S&P Global said sustainability decision-making in 2026 will be shaped by a growing tension between near-term priorities (energy security, affordability, geopolitical risk) and longer-term realities (climate adaptation, decarbonization, resource constraints).
The result is a world moving away from multilateral coordination toward a patchwork of national and regional responses.
Regulatory fatigue reshapes supply chains, critical minerals take center stage
Trade tensions, protectionist policies, and political fatigue around sustainability regulation are pushing climate and human rights risks in supply chains out of the spotlight.
S&P Global notes that as regulatory momentum slows in some jurisdictions, companies may increasingly need to treat climate exposure as a core risk management issue rather than a compliance exercise.
The European Union (EU) remains a key exception, though its policy direction is evolving. While the bloc has introduced far-reaching disclosure and due diligence rules, it is also simplifying parts of its regulatory framework.
Meanwhile, the EU’s carbon border adjustment mechanism (CBAM), which took full effect on January 1, is expected to add at least US$15 billion in costs to imports from carbon-intensive producers, potentially reshaping global trade flows.

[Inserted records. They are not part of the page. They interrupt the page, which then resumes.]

PR #96, opened 2015-09-07
Add vg pileup command to transpose read alignments to alignment columns

glennhickey:
I'm cobbling together a rudimentary vg variant caller for the purposes of evaluating graph construction and mapping methods in our bakeoff.  This PR is the first step for this, and adds basic functionality similar to samtools pileup:

* NodePileup record added to protobuf defs
* vg pileup command added to convert GAM to pileup format
* vg view changed to support pileups
* vg view changed to support json input of GAMs (only change that affects existing functionality)
* simple pileup test added.


ekg:
Thanks for this, it's a huge step!

Where next?

glennhickey:
Actually, let's wait until this is more mature (ie been used in next iteration of mapping bakeoff), before merging.  Worried I'll have to play around with the pileup logic / structure more than I'd expected in the meantime..  Will send updated PR later.

ekg:
Ah, ok. I was ready to merge this in. I'm happy to work on it with you in
the main repo. The danger here is that if we don't merge what you've done,
I'll do nearly the same thing and we'll end up forked.

glennhickey:
OK, great.  Maybe better to merge in sooner after all.  Re-opening!

For where next?  That would be "vg call".  My idea is to get something really simple (find SNPs with basic thresholding function) that we can use as a metric in our graph alignment bakeoff.  (comparing call output is of course a giant question, am hoping to use surject as a starting point).  Then iterate from there.  

For the existing pileup PR, I have two main concerns that you can likely help with:

1. I'm easily confused by strandedness, especially when there are two flags (is_reverse in both Mapping and Alignment).  When encountering Alignment.is_reverse() == true, does [this logic to flip it around make sense](https://github.com/glennhickey/vg/blob/master/pileup.cpp#L236-L256)? 

2. I've tried to mimic the [samtools pileup format](http://samtools.sourceforge.net/pileup.shtml) as closely as possible in the [new protobuf records](https://github.com/glennhickey/vg/blob/master/vg.proto#L142-L155).  But I'm far from a samtools expert and have no idea how to represent an insertion before the 0th offset of a node.  The current code spits out a warning and ignores these cases (which is fine for the naive snp caller, but obviously not ideal in genera).

ekg:
I'm gonna merge so as to avoid any forkage.

Some notes for future development:

When the alignment and graph construction end of things stabilizes, I plan to write the classifier needed to drive the "caller" using a [caffe](https://github.com/BVLC/caffe). Possibly a [recurrent neural network](https://en.wikipedia.org/wiki/Recurrent_neural_network) is a better model for an alignment-driven genotyper. A simpler bayesian model could be adapted from freebayes with minimal little effort.

glennhickey:
Cool, thanks. I'll PR my simple stone-age SNP caller as a placeholder.
Would be nice to get at least the freebayes logic working for this project
-- maybe a hackathon topic for new york.

ekg:
Your stone-age caller is still better than anything we've got in vg right now :)

I like the idea of a hackathon project focused on graph-based on calling. Let's try to sort that out in NY.

The genotyping component of freebayes is independent of the input parsing. I'm chartered to work on freebayes as well (moonlight hours), and planning a revamp of the software for better maintainability. I can keep my eyes open as I do so to how I could ensure the two bits are decoupled enough to use as an API in the context of another project.

PR #103, opened 2015-09-17
Syntactically correct RDF/JSON for vg (for discussion not for merging at this time)

JervenBolleman:
This pull request is not ready for accepting, but I open it as a starting point for further discussion.

The aim is to have the Variation Graph in an RDF serialisation so that SPARQL/Triplestore databases can load the variation graph and SPARQL queries can be executed on it.

The shell script uses a multitude of jq and sed scripts to translate the JSON output into RDF/JSON as used by the apache jena project. This [RDF/JSON](http://jena.apache.org/documentation/io/rdf-json.html) can then be translated or loaded directly into any SPARQL/RDF store.

Including the rather slow, but useful for testing, jena commandline sparql tool.
e.g. translate the vg json to n-triples and then use SPARQL to rebuild the linear dna sequence for a path.
```
vgtordf.sh x.json | riot --syntax="RDF/JSON" --output="N-Triples" > x.nt
sparql --data x.nt 
"PREFIX :<http://base/> PREFIX rdf:<ttp://www.w3.org/1999/02/22-rdf-syntax-ns#> 
 SELECT ?path (group_concat(?sequence; separator='') as ?pathSeq)
 WHERE {?step :path ?path; 
              :node ?node ;
              :step ?order.
        ?node rdf:value ?sequence} 
 GROUP BY ?path 
 ORDER BY ?order"
```
On the same data one can do for example to give the average "node" sequence length.
```
PREFIX rdf:<http://www.w3.org/1999/02/22-rdf-syntax-ns#>SELECT (avg(?len) as ?avglen) WHERE  { ?x  rdf:value ?s . BIND (strlen(?s) as ?len)}
```

The RDF is syntactically correct, but is only useable as a demo that the technology "works". i.e. wrong URI's are generated etc...

RDF/JSON is not a standardised format, JSON-LD would normally be the preferred solution for having a Semantic Web view on existing JSON. As far as I understand JSON-LD can not be used here as "IDs" are implicit indexes in JSON arrays.

Otherwise this small script touches upon some of the questions raised in https://github.com/ga4gh/schemas/issues/287, i.e. should there be a focus on data instead of on API's.
Especially taking into account that while we can have a SPARQL interface data does not need to be stored in a RDF database. For now it means that this data can be stored into content addressable RDF stores such as dydra.

### DIFF
--- a/test/t/17_vgtordf.t
+++ b/test/t/17_vgtordf.t
@@ -1,0 +1,9 @@
+#!/usr/bin/env bash
+#
+BASH_TAP_ROOT=../bash-tap
+. ../bash-tap/bash-tap-bootstrap
+
+PATH=..:$PATH # for vg
+
+vgtordf.sh cyclic/all.json | jq .
+  ' 
--- a/test/t/17_vgtordf.t
+++ b/test/t/17_vgtordf.t
@@ -5,5 +5,6 @@ BASH_TAP_ROOT=../bash-tap
 
 PATH=..:$PATH # for vg
 
-vgtordf.sh cyclic/all.json | jq .
-  ' 
+plan tests 1
+vgtordf.sh <(vg view -V  graphs/199754000\:199755000.vg  -j) | jq . 
+is $? 0 "Basic syntax check passes"
--- a/vgtordf.sh
+++ b/vgtordf.sh
@@ -1,0 +1,7 @@
+#!/bin/bash
+((
+jq " .path[]|{(\"\(.name)\"):{\"rdf:type\":[{\"value\":\"Path\",\"type\":\"uri\"}]}} " $1|sed '$d';
+jq ".edge[]|{(\"\(.from | tostring)\"):{\"before\":[ {\"value\":(\"\(.to |tostring)\"), \"type\" : \"uri\"}]}}" $1 | sed -e "s_^\}_,_"| sed -e 's_^[\{]__'|sed '1d;$d';
+jq ".node[]|{(\"\(.id | tostring)\"): {\"rdf:value\":[ {\"value\":.sequence, \"type\" : \"literal\"} ] }}" $1|sed -e "s_^\}_,_"| sed -e 's_^[\{]__'|sed '1d;$d';
+echo ',';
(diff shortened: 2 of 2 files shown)


JervenBolleman:
Some background context:

The idea is that the variation graph is very interesting by itself, but will often be used in combination with other datasets including health data.
Having the VG as RDF allows users to combine in a single technology stack both the VG and for example FHIR data or annotated reference genomes, as well as allowing federalised queries etc.
As an off the shelf technology stack RDF/SPARQL will not have the same performance as a custom code base.
Yet it being standard with multiple implementations (including columnar stores) it could be used by some people.

The graph having RDF output does depend on vg existing and doing the hardwork of building the graph. i.e. it does not replace just extends vg for some usecases.

JervenBolleman:
There is also an option for a [binary RDF](using http://afs.github.io/rdf-thrift/rdf-binary-thrift.html) output apache thrift

ekg:
This is super interesting. How can I help?

JervenBolleman:
The next steps, for me, will be to formalize the URl structures/model in collaboration with the ga4gh and DBCLS. At that point it would be great to have your C++ code directly output this RDF/JSON (or a nicer serialisation).
My C++ code skills are non existent so I won't be much help there :(

We are also thinking about having stable(or near stable) ID generation so that graphs can be merged without collisions but without going for gUUID/random strings. We have some ideas for that but it requires much more work to get something real.

ekg:
I'd like to merge this, lest it rot (for some reason). @JervenBolleman do you object?

JervenBolleman:
I don't object but maybe we should have a minimal test case. i.e. just making sure that the transformation is executed and does not return non zero exit status.

ekg:
Would you be able to add one to this PR?

JervenBolleman:
At least one making sure the json is "correct"

JervenBolleman:
I added one test, I will see if it passes on Travis (might happen). My workstation does not have the dependencies installed for compiling testing VG. So I will see this evening on my laptop if the following it actually works.

JervenBolleman:
Ok found a json file for testing that generates a correct json file. The test pases on my mac os x laptop and validates the script can read the json vg view -j produces and produces valid json as well.
Requires a recent bash to run as it uses the nice job substitution syntax.
Noticed that if a path edge or nodes list is missing this script won't work.
Probably easiest long term is to for us to sit together and make the C++ code do the work

PR #105, opened 2015-09-22
Add (very basic) vg call

glennhickey:
vg call takes as input a vg pileup and produces an alignment for each snp in gam, which can be merged back into the graph with vg mod -i.  The logic is presently based off the samtools mpileup paper (but only supports single sample for time being).  This is a quick prototype for the purposes of our graph/mapping bake-off, but can hopefully help with baseline testing when more sophisticated approaches are implemented...


caller.hpp
```diff
@@ -0,0 +1,199 @@
...
+#include "hash_map.hpp"
+#include "utility.hpp"
+#include "pileup.hpp"
+
+namespace vg {
+
+using namespace std;
+
+// Super simple variant caller, for now written to get bakeoff evaluation bootstrapped.
+// Idea: Idependently process Pileup records, using simple thresholding to make calls.
```
ekg: You're no longer just thresholding though, no?

main.cpp
```diff
@@ -17,12 +17,128 @@
...
+#include "caller.hpp"
 #include "google/protobuf/stubs/common.h"
 
 using namespace std;
 using namespace google::protobuf;
 using namespace vg;
 
+void help_call(char** argv) {
+    cerr << "usage: " << argv[0] << " call [options] <pileup.vgpu> > out.gam" << endl
+         << "Compute SNPs from pilup data (prototype! for evaluation only). " << endl
```
ekg: All of `vg` is for evaluation purposes only :smile:

caller.hpp
glennhickey: Oops, yeah, I added support for quality scores but didn't update that
comment (maybe others?).  Not sure if worth another pull request but happy
to do it..

ekg: Nah we can fix it later.

PR #106, opened 2015-09-22
Add vg compare to compare kmer sets of two graphs

glennhickey:
This PR is based off of PR #105.   It adds a command, vg compare to compare two graphs.  Presently, it only supports simple kmer set comparison between two rocksdb indexes (which could probably be sped up).  It would also be nice to add support for the newer indexes (xg, gcsa) in the future.  We are also looking at a graph comparison implementation that could get added in the future, too.


jltsiren:
Kmer set comparison should be fast with GCSA, for any k up to the maximum query length. At least if we ignore the fact that the number of kmers can be really large for large values of k. The algorithm is very similar to merging the BWTs of read collections. Some optimizations require additions to the low-level interface, and they only work with the indexed paths. (Finding reverse complements is much slower, if the index does not include reverse complements.)

glennhickey:
That's good news.  I may ping you for help with the API if/when it comes time to writing a GCSA version of the compare.  Thanks!

ekg:
:star2:

ekg:
I should probably merge #105 first.

PR #137, opened 2015-10-30
const-ify references to lambdas

adamnovak:
This lets you pass an inline lambda, because the function no
longer requires the ability to assign to the lambda you are
passing in.

I didn't touch the lambdas in stream.hpp; they should be changed
too, both here and in the stream repo.


adamnovak:
Turns out that consts on stream stuff in vg were actually needed, because some function references get passed down into stream.hpp.

PR #141, opened 2015-11-02
Check Edits and Offsets in vg validate

glennhickey:
vg validate already checks that edges exist between successive nodes in paths.  This PR adds logic to check if the offset and edit fields in the mappings are consistent with these edges.  For example, if I have two consecutive forward mappings, m1 and m2, I'd expect that the region covered by m1 ends at the rightmost base of its node, and the region covered by m2 begins at the leftmost base of its node.  

This is all done under the assumption that offset is always relative to 0 on the forward strand (leftmost base).  So if m2 in above example is reversed, the expected offset would be node_length - 1.

### DIFF
--- a/vg.cpp
+++ b/vg.cpp
@@ -4172,6 +4172,7 @@ bool VG::is_valid(bool check_nodes,
                 paths_ok = false;
                 return;
             }
+            
             for (size_t i = 1; i < path.mapping_size(); ++i) {
                 auto& m1 = path.mapping(i-1);
                 auto& m2 = path.mapping(i);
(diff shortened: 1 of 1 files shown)


glennhickey:
I'd like to add a check for rank values to is_valid() (currently if two consecutive mappings dont have consecutive ranks they just get ignored).  Does something like 

1. sort mappings by rank
2. report error if ith mapping does not have ith rank

make sense?  They only way I see that being a problem is if we want to support cut up paths.  If that's the case currently, is there a way to modify the above to make sense?

ekg:
This could be an optional check. The cut up paths are important in some applications, so I don't know what to do about them. Maybe path cutting is just something that should be allowed. However, if the ranks are contiguous but there is no link, that's a problem. `is_valid` checks for that now.

PR #2665, opened 2020-03-07
Refactor Indexing Part 1

adamnovak:
We want the mappers to be able to build their own indexes, so I'm refactoring the good parts of `vg index`'s `index_main()` into their own functions and files to support that.

So far, I have GBWT index construction pulled out, and a sort-of sketch of a class that will build just the indexes you need based on whatever files you have.


adamnovak:
OK, this now has I think all the changes to the actual indexing (and construction) code that I will need, and the beginnings of some code to actually build indexes on demand.

I'm going to merge this, and keep working on the on-demand indexing coordination logic. The only thing I'm worried about right now is slightly higher memory usage when building the GBWT, since it's not sensible in the new design for the indexing code to be able to delete the source graph when it is done with it anymore.

PR #2667, opened 2020-03-09
Speed up RNA mapping on real data

jeizenga:
A few small algorithmic changes in mpmap to avoid some computational pitfalls that sometimes occur on real data.


jeizenga:
Looks like there's some issue with the test reporting, but this PR has actually passed all of the tests.

PR #2671, opened 2020-03-11
Partial bug fix for surjection soft clips in splice-variation graphs

jeizenga:
The surject algorithm doesn't properly detect splice junctions in splice-variation graphs. It also had a bug that was interacting with this problem, leading to big soft-clips on transcript alignments. This PR fixes the bug, which will (approximately) fix the problem of soft-clipping. However, the algorithm can still have some micro-alignment issues around splice junctions, and the alignment scores will not be accurate.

Furthermore, the firm said critical minerals will sit at the center of these dynamics in 2026.
Materials such as copper, lithium, and rare earths underpin electrification, clean energy deployment, and AI infrastructure, making access to them a central feature of trade diplomacy and investment.
China is expected to retain its lead in cleantech manufacturing, reinforcing its role as both a key supplier and a strategic risk for countries pursuing energy transitions.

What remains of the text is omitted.